С Метцингером можно говорить по-немецки. То, что Дэвочка работает в «Театро Колон», что в прошлом работал в «Комише Опер», заканчивал петербургскую консерваторию – все это для Метцингера колоссальный бонус. Не как для этих… к которым званы на чай. Сказала же сеньора Лусия Давыду Федоровичу: ей ужасно понравилось в опере, потолок как в «Галерее Пацифико».

«А чего ты от них ждала? – пожимал он плечами, видя, что Маргарита Сауловна никак не может успокоиться. – Голубых кровей да пожиже влей». Так и повелось, когда речь заходила об аргентинцах, вообще об Аргентине: «Голубых кровей да пожиже влей».

Метцингер выходит из-за стола ей навстречу:

– Сеньора… ах, фрау Ашер. Ваш супруг дирижер… или нет, пианист. Будущий сезон открывается «Тристаном» с Элен Траубель. Я уже заказал билет. Они думали, что могут узурпировать немецкую культуру. Свастика это еще не Германия. Так чем могу быть…

Маргарита Сауловна была смущена, что на прием к гинекологу разоделась, как на прием к президенту Аргентинской республики. Что он о ней подумает? Она торопливо рассказала, «на что жалуется больной», чувствуя, как сердце начинает биться. За ширмой и потом, пока Метцингер, невидимый, позади кресла мыл руки, страх уже безраздельно наполнял все ее существо.

– Пожалуйста… – так дантист говорит: «Пожалуйста, откройте рот».

Но сперва обследовал грудь. Она отвела глаза, чтоб не видеть его лица. Осмотр продолжался минут десять. В какой-то момент она успокоилась. Слишком уж все знакомо. Сейчас он сделает так, сейчас ей будет неприятно. Ну, кажется, кончил…

Послышался щелк стягиваемых перчаток.

– Можете одеваться.

Искусство читать приговор по лицам судей здесь бесполезно – Метцингер склонился над микроскопом.

– Пожалуйста, садитесь, – он поднял голову.

Вновь Маргарита Сауловна предстала перед ним неуместно нарядная. Прическа не пострадала, по крайней мере, ею это было отмечено при взгляде на себя в зеркале.

– Ну что я вам могу сказать, – он со вздохом развел руками (но смысл этого движения не только не предварял сказанного, но отставал от него, как звук отстает от изображения). – Ничего утешительного, у вас рак. На той стадии, когда медицина бессильна чем-либо помочь. Неоперабельный рак яичников. Вот так (so ist das). Моей печальной обязанностью является вам это сказать. Это максимум пять недель. Пусть ваш муж мне позвонит как можно скорей.

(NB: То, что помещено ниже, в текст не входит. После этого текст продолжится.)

PR #2673, opened 2025-04-01
[LiveComponent] Add the possibility to map LiveProp as a path parameter

mbuliard:
| Q             | A
| ------------- | ---
| Bug fix?      | no
| New feature?  | yes
| Docs?         | yes
| Issues        | No
| License       | MIT

The purpose of this MR is to give the responsability of changing the URL to the backend, allowing to use Symfony Router and to have LiveProps in the path, not only in query parameters :
`http://example.com/content?id=123` vs
`http://example.com/content/123`

To set the LiveProp in the path, a new option, `mapPath` has been added to the UrlMapping option of the LiveProp :
```php
#[LiveProp(writable: true, url: new UrlMapping(mapPath: true))]
public int $id;
```
### WORKFLOW

1. When sending a request to the backend, the frontend add a new header `X-Live-Url` containing the current path and query parameters.
2. On KernelResponse event, the new path and query string is calculated from the header received and the new props and put in the response header `X-Live-Url`.
3. When the frontend receives the response, the current path and query are placed by those received, via `history.replaceState`.

### BACKEND CHANGES
- New **UrlFactory** service to generate URL from the previous one, the path-mapped props and the query-mapped props. The url is first generated by the Symfony Router, using the previous one and the path-mapped props. Then the query-mapped props and the previous query parameters are added.
- **QueryStringPropsExtractor** is renamed to **RequestPropsExtractor** and now extract props from the request attributes and query parameters.
- **UrlMapping** now has a new option `mapPath`, boolean, false by default.
- **LiveComponentMetadata** has new method `getAllUrlMappings` returning urlMappings of all LiveProps.
- **QueryStringInitializeSubscriber** is renamed to **RequestInitializeSubscriber**
- new **LiveUrlSubscriber**, listening to KernelResponse, and setting the `X-Live-Url` of the response with the new URL, generated by the `UrlFactory`. To generate it, the previous location is extracted from the request and the props are extracted from metadata, hydrated with the values of `_live_request_data` and sorted between path-mapped and query-mapped. 
- **LiveComponentSubscriber** now add `responseProps` data to the `_live_request_data` attribute, containing the mounted component data when the action is not the default one. This change is made to take server-side changes into account.
- **LiveComponentMetadata** has new method `getAllUrlMappings` returning urlMappings of all LiveProps.

### FRONTEND CHANGES
- **Backend/RequestBuilder** now add the current pathname and search as `X-Live-Url` header in the request.
- **Backend/BackendResponse** has new property `liveUrl`, populated from the HTTP response `X-Live-Url` header.
- **Component/index.ts** : `performRequest` now check for `X-Live-Url` header in response and, when found, do `history.replace` with the new url and the current hash and origin.
- **url_utils** is removed.
- **Component/plugins/QueryStringPlugin** is removed.

### TODO
Review :-)


smnandre:
(Had a quick chat with @mbuliard  yesterday — he's making a few adjustments before opening the PR. Stay tuned! 😄 )

src/LiveComponent/assets/src/Component/index.ts
```diff
@@ -328,6 +329,10 @@ export default class Component {
             }
 
             this.processRerender(html, backendResponse);
+            const liveUrl = await backendResponse.getLiveUrl();
+            if (liveUrl) {
+                HistoryStrategy.replace(new UrlUtils(liveUrl + window.location.hash, window.location.origin));
```
smnandre:
```suggestion
                history.replaceState(history.state, '', liveUrl + window.location.hash);
```

? (not sure)

smnandre: This would allow the remove both queryStringPlugin.ts and url_utils.ts (i think)

smnandre:
Do you want/need any help here @mbuliard ?

mbuliard:
> Do you want/need any help here @mbuliard ?

Thanks ! I needed free time, but the PR is almost done. Related tests are green, but I shall now add my own testing of the backend.

What took me some time was to the handling of custom actions, who may (and often do) update component props. I choose to store the updated component props in `_live_request_data.responseProps`, next to `props` and `updated` values.
I'm thinking to always populate these `responseProps`, even for default action and then simplifying my LiveUrlSubscriber.

smnandre:
Hey @squrious if you find a minute, i'd be happy to have your input (even a quick one) here :)

smnandre:
To me it's 💯  👍 ..

@Kocal @kbond I'd like a second look on this!

src/LiveComponent/doc/index.rst
```diff
@@ -2677,6 +2677,43 @@ It can be used to perform more generic operations inside of the modifier that ca
...
+    }
+
+
+The if the symfony route is defined like this::
+
+    #[Route('/node/{id}', name: 'node')]
+    public function node(NodeModule $nodeModule): Response
+    {
+        // ...
+    }
```
```suggestion
Then, define the route like this::

    #[AsLiveComponent]
    class NodeModule
    {
        // ... 

        #[Route('/node/{id}', name: 'node')]
        public function node(NodeModule $nodeModule): Response
        {
            // ...
        }

        // ...
    }
```

You'd define the controller in your component, correct? I'm not exactly sure what you'd return here? Is the `NodeModule::$id` still _live_ updated? Could you add the route attribute to the component class itself if you don't require any logic in the controller?

src/LiveComponent/doc/index.rst
```diff
@@ -2677,6 +2677,43 @@ It can be used to perform more generic operations inside of the modifier that ca
...
+
+Then the ``id`` value will appear in the URL like ``https://my.domain/node/my-node-id``.
+
+If the route parameter name is different from the LiveProp name, the ``as`` option can be used to map the LiveProp.
+
+If the route parameter is not defined, the ``mapPath`` option will be ignored and the LiveProp value will fallback to a query parameter.
```
kbond, line 2778: I'm not quite understanding this - should it be: "if the _route_ is not defined...? I wonder: should an exception be thrown in this case?

kbond (commented):
Looks good! Couple questions in my review but also: Can/should you have multiple routes per component? Or should multiple `LiveProp`'s with `mapPath: true` all be contained in a single route?

I think this should be clarified but also: it looks to me like this fully overrides the route for your component? If so, what about *this* concept being the *feature*?

mbuliard:
@kbond 
Thanks for your review !
Defining the Route in the Component would be an interesting idea but it would be far too big for this MR in my opinion.
For now, the `mapPath` option will only tell the `LiveUrlSubscriber` to try to set the `LiveProp` in the path instead of the query.

> Can/should you have multiple routes per component? Or should multiple `LiveProp`'s with `mapPath: true` all be contained in a single route?

The `Route` and the `LiveProp` are not programmatically linked to each other so there is no restriction : several `LiveProps` can be used for the same `Route` and each `LiveProp` can be used for several `Routes`.

src/LiveComponent/src/EventListener/LiveUrlSubscriber.php
```diff
@@ -0,0 +1,95 @@
...
+
+    public function onKernelResponse(ResponseEvent $event): void
+    {
+        $request = $event->getRequest();
+        if (!$request->attributes->has('_live_component')) {
+            return;
+        }
+        if (!$event->isMainRequest()) {
+            return;
+        }
```
Kocal: Let's put this block at the very top

src/LiveComponent/src/EventListener/LiveUrlSubscriber.php
```diff
@@ -0,0 +1,95 @@
...
+
+        $newUrl = null;
+        if ($previousLocation = $request->headers->get(self::URL_HEADER)) {
+            $liveProps = $this->getLivePropsToMap($request);
+            $newUrl = $this->urlFactory->createFromPreviousAndProps(
+                $previousLocation,
+                $liveProps['path'],
+                $liveProps['query']
+            );
```
Kocal: in one line

src/LiveComponent/src/EventListener/LiveUrlSubscriber.php
```diff
@@ -0,0 +1,95 @@
...
+        }
+
+        if ($newUrl) {
+            $event->getResponse()->headers->set(
+                self::URL_HEADER,
+                $newUrl
+            );
```
Kocal: in one line

src/LiveComponent/doc/index.rst
kbond: disregard, we should not throw an exception.

src/LiveComponent/doc/index.rst
kbond: disregard, I misunderstood the feature

kbond:
@mbuliard, sorry, I misunderstood the feature. It took me a bit to realize the docs showed the route/controller that _renders_ the component initially.

mbuliard:
> @mbuliard, sorry, I misunderstood the feature. It took me a bit to realize the docs showed the route/controller that _renders_ the component initially.

My example was not clear enough, I added a line to clarify that it was a controller.

smnandre:
What do you think here @Kocal @kbond ? :)

src/LiveComponent/CHANGELOG.md
```diff
@@ -1,5 +1,10 @@
 # CHANGELOG
 
+## 2.27.0
```
Kocal:
```suggestion
## 2.28.0
```

src/LiveComponent/assets/src/Backend/BackendResponse.ts
```diff
@@ -13,4 +14,12 @@ export default class {
 
         return this.body;
     }
+
+    async getLiveUrl(): Promise<string | null> {
+        if (undefined === this.liveUrl) {
+            this.liveUrl = await this.response.headers.get('X-Live-Url');
```
Kocal: Can by sync, `Headers.get()` is not sync:
```suggestion
    getLiveUrl(): string | null {
        if (undefined === this.liveUrl) {
            this.liveUrl = this.response.headers.get('X-Live-Url');
```

src/LiveComponent/doc/index.rst
```diff
@@ -2677,6 +2677,46 @@ It can be used to perform more generic operations inside of the modifier that ca
 
 The ``query`` value will appear in the URL like ``/search?query=my+important+query&secondary-query=my+secondary+query``.
 
+Map the parameter to path instead of query
+~~~~~~~~~~~~~~~~~~~~~~~~~~~~~~~~~~~~~~~~~~
+
+.. versionadded:: 2.27
```
```suggestion
.. versionadded:: 2.28
```

src/LiveComponent/doc/index.rst
```diff
@@ -2677,6 +2677,46 @@ It can be used to perform more generic operations inside of the modifier that ca
...
+
+    The ``mapPath`` option was added in LiveComponents 2.27.
```
```suggestion
    The ``mapPath`` option was added in LiveComponents 2.28.
```

src/LiveComponent/doc/index.rst
```diff
@@ -2677,6 +2677,46 @@ It can be used to perform more generic operations inside of the modifier that ca
...
+
+Instead of setting the LiveProp as a query parameter, you can set it as route parameter.
```
```suggestion
Instead of setting the ``LiveProp`` as a query parameter, you can set it as route parameter.
```

src/LiveComponent/doc/index.rst
```diff
@@ -2677,6 +2677,46 @@ It can be used to perform more generic operations inside of the modifier that ca
...
+definition::
```
Kocal: To remove or re-adapt?

src/LiveComponent/doc/index.rst
```diff
@@ -2677,6 +2677,46 @@ It can be used to perform more generic operations inside of the modifier that ca
...
+    class NodeModule
+    {
+        #[LiveProp(writable: true, url: new UrlMapping(mapPath: true))]
+        public string $id = '';
+
+        // ...
+    }
+
+
+The if the symfony route is defined like this::
```
Kocal: Note sure what you mean here

src/LiveComponent/doc/index.rst
```diff
@@ -2677,6 +2677,46 @@ It can be used to perform more generic operations inside of the modifier that ca
...
+
+    #[Route('/node/{id}', name: 'node')]
+    public function node(NodeModule $nodeModule): Response
+    {
+        // ...
+    }
+
+Then the ``id`` value will appear in the URL like ``https://my.domain/node/my-node-id``.
+
+If the route parameter name is different from the LiveProp name, the ``as`` option can be used to map the LiveProp.
```
```suggestion
If the route parameter name is different from the LiveProp name, the ``as`` option can be used to map the ``LiveProp``.
```

src/LiveComponent/src/EventListener/LiveComponentSubscriber.php
```diff
@@ -255,7 +255,17 @@ public function onKernelView(ViewEvent $event): void
             return;
         }
 
-        $event->setResponse($this->createResponse($request->attributes->get('_mounted_component')));
+        $mountedComponent = $request->attributes->get('_mounted_component');
+        if (!$request->attributes->get('_component_default_action', false)) {
+            // On custom action, props may be updated by the server side
+            // @todo discuss name responseProps
+            // @todo maybe always set in, including default action and use only this, ignoring `props` and `updated` for UrlFactory ?
```
Kocal: Missing todo's?

src/LiveComponent/src/Util/UrlFactory.php
```diff
@@ -0,0 +1,92 @@
...
+    private function replaceQueryString($url, array $props): string
+    {
+        $queryString = http_build_query($props);
+
+        return preg_replace('/[?#].*/', '', $url).
+            ('' !== $queryString ? '?' : '').
+            $queryString;
+    }
+
+    // Keep the query parameters of the previous request
```
Kocal: Use PHPDoc

src/LiveComponent/src/Util/UrlFactory.php
```diff
@@ -0,0 +1,92 @@
...
+    private function getPreviousQueryParameters(string $query): array
+    {
+        parse_str($query, $previousQueryParams);
+
+        return $previousQueryParams;
+    }
+
+    // Symfony router will set props in query if they do not match route parameter
```
Kocal: Use PHPDoc

src/LiveComponent/tests/Unit/Util/UrlFactoryTest.php
```diff
@@ -0,0 +1,179 @@
...
+
+use PHPUnit\Framework\TestCase;
+use Symfony\Component\Routing\Exception\MissingMandatoryParametersException;
+use Symfony\Component\Routing\Exception\ResourceNotFoundException;
+use Symfony\Component\Routing\RouterInterface;
+use Symfony\UX\LiveComponent\Util\UrlFactory;
+
+class UrlFactoryTest extends TestCase
+{
+    public function getData(): \Generator
```
Kocal:
```suggestion
    public static function provideTestCreate(): \Generator
```

src/LiveComponent/tests/Unit/EventListener/LiveUrlSubscriberTest.php
```diff
@@ -0,0 +1,192 @@
...
+            ],
+            'expectedPathProps' => [],
+            'expectedQueryProps' => ['queryMappedProp1' => 2],
+        ];
+    }
+
+    /**
+     * @dataProvider getData
+     */
+    public function testProps(
```
Kocal: I'm not sure to understand what you mean by "testProps", could you improve tests methods names please?

Kocal:
Thanks for working on it! Just few nitpicking, the PR seems pretty mature right now

src/LiveComponent/src/EventListener/LiveComponentSubscriber.php
mbuliard: Yes, I was not satisfied with the name and was hoping to find a new one.

src/LiveComponent/doc/index.rst
mbuliard: "if the symfony route is defined like this"
I rewrote the sentence and missed something I guess.

src/LiveComponent/doc/index.rst
mbuliard: I am not sure how to better write it :-/

mbuliard:
> Thanks for working on it! Just few nitpicking, the PR seems pretty mature right now

Thanks for your review ! I made the changes you suggested.

src/LiveComponent/doc/index.rst
Kocal: Sorry I think I've targeted the wrong line

Kocal: Ah, that's the GitHub UI, I'm seeing a `definition::` alone line 2688

 
Image

src/LiveComponent/doc/index.rst
```diff
@@ -2677,6 +2677,46 @@ It can be used to perform more generic operations inside of the modifier that ca
...
+    class NodeModule
+    {
+        #[LiveProp(writable: true, url: new UrlMapping(mapPath: true))]
+        public string $id = '';
+
+        // ...
+    }
+
+
+If the symfony route is defined like this::
```
```suggestion
If the current route is defined like this::
```

src/LiveComponent/doc/index.rst
```diff
@@ -2677,6 +2677,46 @@ It can be used to perform more generic operations inside of the modifier that ca
...
 
+Map the parameter to path instead of query
+~~~~~~~~~~~~~~~~~~~~~~~~~~~~~~~~~~~~~~~~~~
+
+.. versionadded:: 2.28
+
+    The ``mapPath`` option was added in LiveComponents 2.28.
+
+Instead of setting the ``LiveProp`` as a query parameter, you can set it as route parameter.
+definition::
```
Kocal: What do we do with `definition::`?

src/LiveComponent/doc/index.rst
```diff
@@ -2677,6 +2677,46 @@ It can be used to perform more generic operations inside of the modifier that ca
...
+    }
+
+
+If the symfony route is defined like this::
+
+    // src/Controller/NodeController.php
+    // ...
+
+    #[Route('/node/{id}', name: 'node')]
+    public function node(NodeModule $nodeModule): Response
```
Kocal: Wait, you can (or must) inject the LiveComponent instance as a route parameter? 🤔 
It seems weird to me

src/LiveComponent/src/EventListener/LiveUrlSubscriber.php
```diff
@@ -0,0 +1,87 @@
...
+
+    public function onKernelResponse(ResponseEvent $event): void
+    {
+        if (!$event->isMainRequest()) {
+            return;
+        }
+        $request = $event->getRequest();
+        if (!$request->attributes->has('_live_component')) {
+            return;
+        }
```
Kocal:
```suggestion
        if (!$event->isMainRequest()) {
            return;
        }

        $request = $event->getRequest();

        if (!$request->attributes->has('_live_component')) {
            return;
        }
```

src/LiveComponent/src/EventListener/LiveUrlSubscriber.php
```diff
@@ -0,0 +1,87 @@
...
+
+        $newUrl = null;
+        if ($previousLocation = $request->headers->get(self::URL_HEADER)) {
+            $liveProps = $this->getLivePropsToMap($request);
+            $newUrl = $this->urlFactory->createFromPreviousAndProps($previousLocation, $liveProps['path'], $liveProps['query']);
+        }
+
+        if ($newUrl) {
+            $event->getResponse()->headers->set(self::URL_HEADER, $newUrl);
+        }
```
Kocal:
```suggestion
        if ($previousLiveUrl = $request->headers->get(self::URL_HEADER)) {
            $liveProps = $this->getLivePropsToMap($request);
            $newLiveUrl = $this->urlFactory->createFromPreviousAndProps($previousLiveUrl, $liveProps['path'], $liveProps['query']);
            $event->getResponse()->headers->set(self::URL_HEADER, $newUrl);
        }
```

src/LiveComponent/src/EventListener/LiveUrlSubscriber.php
```diff
@@ -0,0 +1,87 @@
...
+    }
+
+    public static function getSubscribedEvents(): array
+    {
+        return [
+            KernelEvents::RESPONSE => 'onKernelResponse',
+        ];
+    }
+
+    private function getLivePropsToMap(Request $request): array
```
Kocal:
```suggestion
    private function getLivePropsFromRequest(Request $request): array
```

or 

```suggestion
    private function extractLivePropsFromRequest(Request $request): array
```

Kocal: Please add PHPDoc to document the return type

src/LiveComponent/doc/index.rst
kbond: I don't think you need to but indeed this looks weird (and I think led to my confusion on this feature initially).

What about `/search/{mode}/{query}`? This way we can build upon the existing example in the docs.

mbuliard: @Kocal @kbond I can't remember nor figure out why I wrote this in the doc... Of course not, the LiveComponent should not be there, only the `$id` or the fetched $node.
I will rewrite this, following @kbond suggestion to follow the `/search` examples

src/LiveComponent/src/EventListener/LiveUrlSubscriber.php
mbuliard: I kept two separated ``if`` to not set the header if the ``$newLiveUrl`` is null.
It can happen if :
* the previous url cannot be parsed
* the previous url does not match any known route
* some mandatory parameter is missing to generate the url of the route

But maybe it would be better to throw exceptions ?
I was worried to break anything doing so

smnandre:
Can you rebase (a last time i hope) @mbuliard ?

Is that ok for you @Kocal ? Anything else to check ?

src/LiveComponent/CHANGELOG.md
```diff
@@ -1,5 +1,10 @@
 # CHANGELOG
 
+## 2.29.0
+
+-   Add new `mapPath` options (default `false`) to `UrlMapping` of a `LiveProp`
+    to allow the prop to be mapped to the path instead of the query in the url.
```
Kocal: To move at `2.28.0`

Kocal (approved):

Kocal (approved):

src/LiveComponent/doc/index.rst
```diff
@@ -2737,6 +2737,46 @@ It can be used to perform more generic operations inside of the modifier that ca
...
+
+If the current route is defined like this::
+
+    // src/Controller/SearchController.php
+    // ...
+
+    #[Route('/search/{query}')]
+    public function __invoke(string $query): Response
+    {
+        // ...
```
```suggestion
        // ... render template that uses SearchModule component ...
```

Just to be extra clear.

kbond (changes requested):
Looks good! The docs are much clearer.

kbond (approved):

Kocal:
It took time, but here we go, this is in now. Thank you very much @mbuliard.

– Скорей? Значит, можно что-то сделать.

Метцингер только покачал головой.

Появилась участливая до вкрадчивости сестричка.

– Я сейчас вам вызову такси.

– Да, пожалуйста…

– Вот, ваше… – Маргарита Сауловна чуть не забыла «наполеон».

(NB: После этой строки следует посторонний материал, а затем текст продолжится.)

PR #2686, opened 2025-04-08
Docs: Update ChartjsController.php: Removing PackageRepository

ThomasLandauer:
| Q             | A
| ------------- | ---
| Bug fix?      | no
| New feature?  | no
| Docs?         | yes
| Issues        | none
| License       | MIT

Page: https://ux.symfony.com/chartjs

It's not used in the template - what was it meant for?

### DIFF
--- a/ux.symfony.com/src/Controller/UxPackage/ChartjsController.php
+++ b/ux.symfony.com/src/Controller/UxPackage/ChartjsController.php
@@ -11,7 +11,6 @@
 
 namespace App\Controller\UxPackage;
 
-use App\Service\UxPackageRepository;
 use Symfony\Bundle\FrameworkBundle\Controller\AbstractController;
 use Symfony\Component\HttpFoundation\Response;
 use Symfony\Component\Routing\Attribute\Route;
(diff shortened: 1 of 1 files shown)


smnandre:
Checks say it is :) 

https://github.com/symfony/ux/actions/runs/14334467435/job/40177885290?pr=2686

ThomasLandauer:
OK, so these are not just docs but the code is actually executed somewhere?

Looks like the real problem is that the Twig code that's shown in the top right corner is not the complete actual template: https://github.com/symfony/ux/blob/2.x/ux.symfony.com/templates/ux_packages/chartjs.html.twig

Don't know what to do then...

smnandre:
You're right. If you want to test the package, you can ignore anything related to 'package', it's internal to the website.

The website began as a demo, similar to the symfony-demo. We want it to become a "complete" SymfonyUX website, and need to find a way to show simple/raw code that people can test ... but also to support constraints that a bigger website has (directory structure, templates, etc...)

So we will try to isolate the demos more, while offering richer pages to present the packages.

It will take a bit of time, especially as my last weeks have not been fully focused on UX (and that I don't have infinite amount of time after work days, family, etc..)

ThomasLandauer:
Sure. So I'm closing here.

Шофер открыл дверцу, поручая Маргариту Сауловну кожаной прохладе сиденья. Они тронулись не сразу, она не могла решить, куда же ей ехать.

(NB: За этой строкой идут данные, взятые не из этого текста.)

PR #2687, opened 2025-04-09
[CI] Use git diff instead of git status

smnandre:
The CI often fails on the "check dist files" script because some dist file changed .. with no real content change

This PR replace the `git status --porcelain` with a `git diff --quiet` to ignore this situation.

### DIFF
--- a/.github/workflows/test.yaml
+++ b/.github/workflows/test.yaml
@@ -41,7 +41,7 @@ jobs:
 
             - name: Check if JS dist files are current
               run: |
-                if [[ -n $(git status --porcelain) ]]; then
+                if ! git diff --quiet; then
                   echo "The Git workspace is unclean! Changes detected:"
                   git status --porcelain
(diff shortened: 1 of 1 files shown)


Kocal:
> The CI often fails on the "check dist files" script because some dist file changed .. with no real content change

Do you have a link to a failed job? I would like to understand what you call "with no real content change", thanks 🙏🏻

smnandre:
https://github.com/symfony/ux/actions/runs/14356670896/job/40247624603?pr=2663

Kocal:
Mmmh, why not, in #2663 it happens because lines 4 to 29 have CRLF instead of LF chars we expect (or vice-versa).

Let's merge it, but I will open a new PR to enforce LF chars for text files

Kocal (approved):

Kocal:
Thanks Simon.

– Улица Гарая, четыреста… четыреста пятьдесят… нет, не помню. Я вам покажу.

Дом был новый, что указывало на благосостояние нынешних хозяев, а не тех, кому они наследовали. В его стенах не было ни пыльного сумрака, ни писанного маслом прадеда в полковничьем мундире, ни запаха, подобного тому, на который она жаловалась Метцингеру. Родственные объятья с целованием воздуха по обе стороны профиля: сеньора Лусия, дон Педро, Лола. Какой-то молодой человек так бы и остался вне поля зрения, если б не был представлен как жених Лолы.

– Мама, какая ты шикарная.

Маргарита Сауловна вымученно улыбнулась. Она говорила с дочерью позавчера, но не видела сто лет, а за сто лет много чего могло произойти.

Давыд Федорович, как оказалось, освободился раньше: Мельхиор был не в голосе.

– Ну наконец-то. Домой звоню – никого, я уже начал беспокоиться, – беспокойство за ближнего спасительным образом уживается с невниманием – к нему же. – Выглядишь превосходно. На такси доехала?

И, не дожидаясь ответа, продолжил разговор с Тони, которого провоцировал на прогерманские высказывания, считая всех аргентинцев приверженцами Гитлера:

– Нет, надо быть объективным, у немцев есть чему поучиться…

Этим шепелявым языком он овладел сносно, куда лучше, чем Маргарита Сауловна, на первых порах пытавшаяся говорить по-французски, но вскоре остатки французского были обглоданы начатками испанского, и в итоге она уже не знала ни того, ни другого.

Горничная выкладывала на блюдо торт, сеньора Лусия что-то рассказывала Маргарите Сауловне, у которой в голове стучало: «So ist das. Думаешь, обойдется, а когда-нибудь да не обходится. Не ходила бы, несколько лишних дней сберегла бы. Да хотя бы один этот вечер. Не надо было ходить. Главное – ни о чем не знать. Ничего не видеть».